## Exercise aim
Copy each line of the listing below where the word "also" turns up.

## Task data

PR #899, opened 2022-12-14
fix(compiler): when array lit elements are an instance of something type infer the array type correctly

yoav-steinberg:
Fix compiler error on this
```wing
bring cloud;

let bucket1 = new cloud.Bucket() as "b1";
let bucket2 = new cloud.Bucket() as "b2";
let bucket3 = new cloud.Bucket() as "b3";
let a:Array<cloud.Bucket> = [bucket1, bucket2, bucket3]; // This was broken
let b = Array<cloud.Bucket>[bucket1, bucket2, bucket3]; // This too was broken
```
Missing:
- [ ]  apply same logic to all custom type and container literals (structs, set, map).
- [ ]  tests.

*By submitting this pull request, I confirm that my contribution is made under the terms of the 
[Monada Contribution License](https://docs.winglang.io/terms-and-policies/contribution-license.html)*.

PR #1002, opened 2022-12-29
fix(compiler): refactor type checker to distinguish between identifier kinds and actual types

### LINKED ISSUE #996: Unable to assign an enum value to a typed variable
### I tried this

```js
enum Foo {A,B,C}

let x: Foo = Foo.B;
```

### Expected

This should compile successfully

### Instead, this happened

```
Error at code.w:3:14 | Expected type "Foo code.w:1:6", but got "enum value Foo code.w:1:6.B code.w:1:13" instead
```

(notice also that the file type name seems to include the file location, so instead of saying `Foo.B`, it says `Foo code.w:1:6.B`).

### Component

Compiler

### Environment

```markdown
- Wing Version:
- OS:
- Node version:
```

### Anything else?

_No response_

yoav-steinberg:
Now the type environment (type_env.rs) contains a hierarchy of identifier kinds (custom types, variable or field names, namespaces), while the the custom types and variable kinds also reference a type which is the actual type information for that type/variable.
The actual type information is also associated with expressions.
This eliminates all the pseudo types for instances which were stored in the `type_check::Type` enum.
This also eliminates the possibility that something without a name (like `Type::String`) will be stored in the env.

I also took the opportunity to change some typing panics to correct error reporting and made real bugs a bit more verbose using `expect(...)`.

I also created a generic for our unsafe (cyclic) pointers used for referencing types and the environment hierarchy (see `UnsafeRef`). In this generic I utilized Rust's `Deref` trait to make it easier to work with and removed all the `.into()` calls and `From` trait implementations.

There's also an important bug fix here that's supposed to handle the ambiguity of a type name appearing inside a nested reference expression: `myvar.myfield.method_name().another_field` looks similar to `a.namespace.MyType.static_method().another_field` but in the latter `a.namespace.MyType` isn't really a hierarchy of expressions it's just a type. So we need to carefully handle this in `resolve_reference`. This basically fixes the simple case of `let x = MyEnum.A` without us thinking that `MyEnum` is a variable/instance.

This PR should also (hopefully) resolve #996 and #899.
Update: :point_up: it does solve them, added the tests :heavy_check_mark: 

Update2: following the CR I also added a check preventing instantiation of resources inflight. This isn't related to this PR but was mentioned in the CR and was easy to fix.


libs/wingc/src/jsify.rs
```diff
@@ -604,10 +606,10 @@ impl JSifier {
...
 		};
 
-		let async_prefix = match phase {
-			Phase::Inflight => "async ",
-			_ => "",
-		};
+		// let async_prefix = match phase {
+		// 	Phase::Inflight => "async ",
+		// 	_ => "",
+		// };
```
MarkMcCulloh, line 612: Not too complicated, can probably just be killed

```suggestion
```

libs/wingc/src/type_check.rs
```diff
@@ -104,76 +163,58 @@ impl PartialEq for Type {
...
+					let parent_type: &Type = &*parent;
 					return parent_type.eq(other);
 				}
 				false
 			}
 			(Self::Struct(l0), Self::Struct(_)) => {
 				// If we extend from `other` then treat both structs as equal (inheritance)
 				for parent in l0.extends.iter() {
-					let parent_type: &Type = (*parent).into();
+					let parent_type: &Type = &*parent;
```
MarkMcCulloh, line 183: It is strange to see `&*` everywhere knowing that it's not a no-op.

libs/wingc/src/type_check.rs
```diff
@@ -12,7 +13,70 @@ use type_env::TypeEnv;
...
+	fn fmt(&self, f: &mut std::fmt::Formatter<'_>) -> std::fmt::Result {
+		let t: &T = self;
+		write!(f, "{}", t)
+	}
+}
+
+pub type TypeRef = UnsafeRef<Type>;
+
 #[derive(Debug)]
+pub enum IdentKind {
```
MarkMcCulloh, line 51: Wouldn't this technically be `ReferenceKind`?

libs/wingc/src/type_check.rs
```diff
@@ -628,11 +586,16 @@ impl<'a> TypeChecker<'a> {
...
 				// Lookup the type in the env
 				let type_ = self.resolve_type(class, env, statement_idx);
-				let (class_env, class_symbol) = match type_.into() {
-					&Type::Class(ref class) => (&class.env, &class.name),
-					&Type::Resource(ref class) => (&class.env, &class.name), // TODO: don't allow resource instantiation inflight
-					&Type::Anything => return Some(self.types.anything()),
-					_ => panic!("Expected {} to be a resource or class type but it's a {}", class, type_),
+				let (class_env, class_symbol) = match *type_ {
+					Type::Class(ref class) => (&class.env, &class.name),
+					Type::Resource(ref class) => (&class.env, &class.name), // TODO: don't allow resource instantiation inflight
```
MarkMcCulloh, line 591: This TODO is a oneliner right? Just need to check the current env and add an error if it's inflight

libs/wingc/src/type_check.rs
```diff
@@ -1522,55 +1480,94 @@ impl<'a> TypeChecker<'a> {
 		}
 	}
 
+	fn expr_maybe_type(&mut self, expr: &Expr, env: &TypeEnv, statement_idx: usize) -> Option<TypeRef> {
+		// TODO: we currently don't handle parenthesized expressions correctly so something like `(MyEnum).A` or `std.(namespace.submodule).A` will return true, is this a problem?
```
MarkMcCulloh, line 1484: I would say this is a problem

libs/wingc/src/type_check.rs
```diff
@@ -12,7 +13,70 @@ use type_env::TypeEnv;
 
 use self::type_env::StatementIdx;
 
+pub struct UnsafeRef<T>(*const T);
```
MarkMcCulloh, line 16: If we keep this up I feel like we're going to reinvent RefCell 😁

MarkMcCulloh (commented):
Super important change, not fully reviewed yet but I like the changes so far

libs/wingc/src/type_check.rs
yoav-steinberg: The underlying issue here is that we discard of parentheses info during the parsing phase (because we can just express that in the tree structure). So the end result is that we have the same AST for `(MyEnum).A` and `MyEnum.A`. I don't think it's a big deal to fix. I think opening a separate issue can be enough for now.

libs/wingc/src/type_check.rs
yoav-steinberg: Of course this isn't a `RefCell`, which is safe. This is more of a curtain hiding the fact that I'm doing risky things under the hood. I wanted this because I thought the `IdentifierKind` might have the same issues as the Type (require cross reference) and I didn't want to duplicate the code. But eventually I didn't need it.
Then I just used the same logic to hide the unsafe `parent` pointer in the `TypeEnv`.

libs/wingc/src/type_check.rs
yoav-steinberg: I believe you're right.

libs/wingc/src/type_check.rs
MarkMcCulloh: Yeah, I totally understand the intent, was mostly a joke 👍

libs/wingc/src/type_check.rs
yoav-steinberg: It's a kind of [Identifier](https://en.wikipedia.org/wiki/Identifier_(computer_languages)) or symbol or (named) reference. They are all kind of interchangeable. We can change the name, I'm aiming for something that'll capture the idea of "something with a name". Currently, btw, we have 3 such things: namesapces, custom types, variables/fields.

libs/wingc/src/type_check.rs
yoav-steinberg: Open for suggestions... I like it being more concise than `into()` and also not giving the feeling that I'm doing some conversion here (because I'm just casting). Might be a way to make this implicit, but for now I think it's better than what we had.

libs/wingc/src/type_check.rs
```diff
@@ -216,177 +267,79 @@ impl Display for Type {
...
-		} else {
-			None
-		}
-	}
-
 	fn maybe_unwrap_option(&self) -> TypeRef {
-		if let &Type::Optional(ref t) = (*self).into() {
-			*t
+		if let Type::Optional(ref t) = **self {
+			t.clone()
```
MarkMcCulloh, line 314: Why clone here? Wouldn't this work still?
```suggestion
			*t
```

libs/wingc/src/type_check.rs
MarkMcCulloh: No I agree that this way is better, no suggestions from me until we revisit the safety of the whole thing

libs/wingc/src/type_check.rs
MarkMcCulloh: It seemed to mostly match up with the Reference concept we already have in the compiler which is why I had the suggestion. Another option would be `SymbolKind` which I think aligns with your framing as well.

MarkMcCulloh (approved):
Other than a possible enum rename and TODO this is looking good to me, nice one.

btw I changed the PR title chore->fix because while this it does change the compiler's behavior.

libs/wingc/src/type_check.rs
yoav-steinberg: I'm more for symbol or identifier because I feel they are more explicit about what this is. For example a namespace's name doesn't feel so much like a reference. 
[Looking at how golang calls this](https://github.com/golang/example/tree/master/gotypes#objects) they call it an "Object" and specifically note:
"_This is different from the everyday meaning of object in object-oriented programming._" I think they were aiming at the subject->object terms used in natural language grammar. The name is the subject and the **object** is the thing. But that felt way too confusing to me.

WDYT about also changing `TypeEnv` / _type_env.rs_ accordingly: `SymbolEnv` / _symbol_env.rs_?

libs/wingc/src/type_check.rs
yoav-steinberg: #1006

libs/wingc/src/type_check.rs
MarkMcCulloh: I am very much in favor of SymbolEnv

libs/wingc/src/jsify.rs
```diff
@@ -604,10 +606,6 @@ impl JSifier {
 			None => ("", "=> "),
 		};
 
-		let async_prefix = match phase {
```
eladb, line 607: Is this intentional

MarkMcCulloh: It's unused

yoav-steinberg: It's dead code. The compiler wars about it. Initially I commented it out but @MarkMcCulloh suggested just removing it since it's no biggy to rewrite when we'll need it.

libs/wingc/src/type_check.rs
yoav-steinberg: done.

## Written response
(notice also that the file type name seems to include the file location, so instead of saying `Foo.B`, it says `Foo code.w:1:6.B`).
Now the type environment (type_env.rs) contains a hierarchy of identifier kinds (custom types, variable or field names, namespaces), while the the custom types and variable kinds also reference a type which is the actual type information for that type/variable.
The actual type information is also associated with expressions.
This also eliminates the possibility that something without a name (like `Type::String`) will be stored in the env.
I also took the opportunity to change some typing panics to correct error reporting and made real bugs a bit more verbose using `expect(...)`.
I also created a generic for our unsafe (cyclic) pointers used for referencing types and the environment hierarchy (see `UnsafeRef`). In this generic I utilized Rust's `Deref` trait to make it easier to work with and removed all the `.into()` calls and `From` trait implementations.
There's also an important bug fix here that's supposed to handle the ambiguity of a type name appearing inside a nested reference expression: `myvar.myfield.method_name().another_field` looks similar to `a.namespace.MyType.static_method().another_field` but in the latter `a.namespace.MyType` isn't really a hierarchy of expressions it's just a type. So we need to carefully handle this in `resolve_reference`. This basically fixes the simple case of `let x = MyEnum.A` without us thinking that `MyEnum` is a variable/instance.
This PR should also (hopefully) resolve #996 and #899.
Update2: following the CR I also added a check preventing instantiation of resources inflight. This isn't related to this PR but was mentioned in the CR and was easy to fix.
yoav-steinberg: Open for suggestions... I like it being more concise than `into()` and also not giving the feeling that I'm doing some conversion here (because I'm just casting). Might be a way to make this implicit, but for now I think it's better than what we had.
WDYT about also changing `TypeEnv` / _type_env.rs_ accordingly: `SymbolEnv` / _symbol_env.rs_?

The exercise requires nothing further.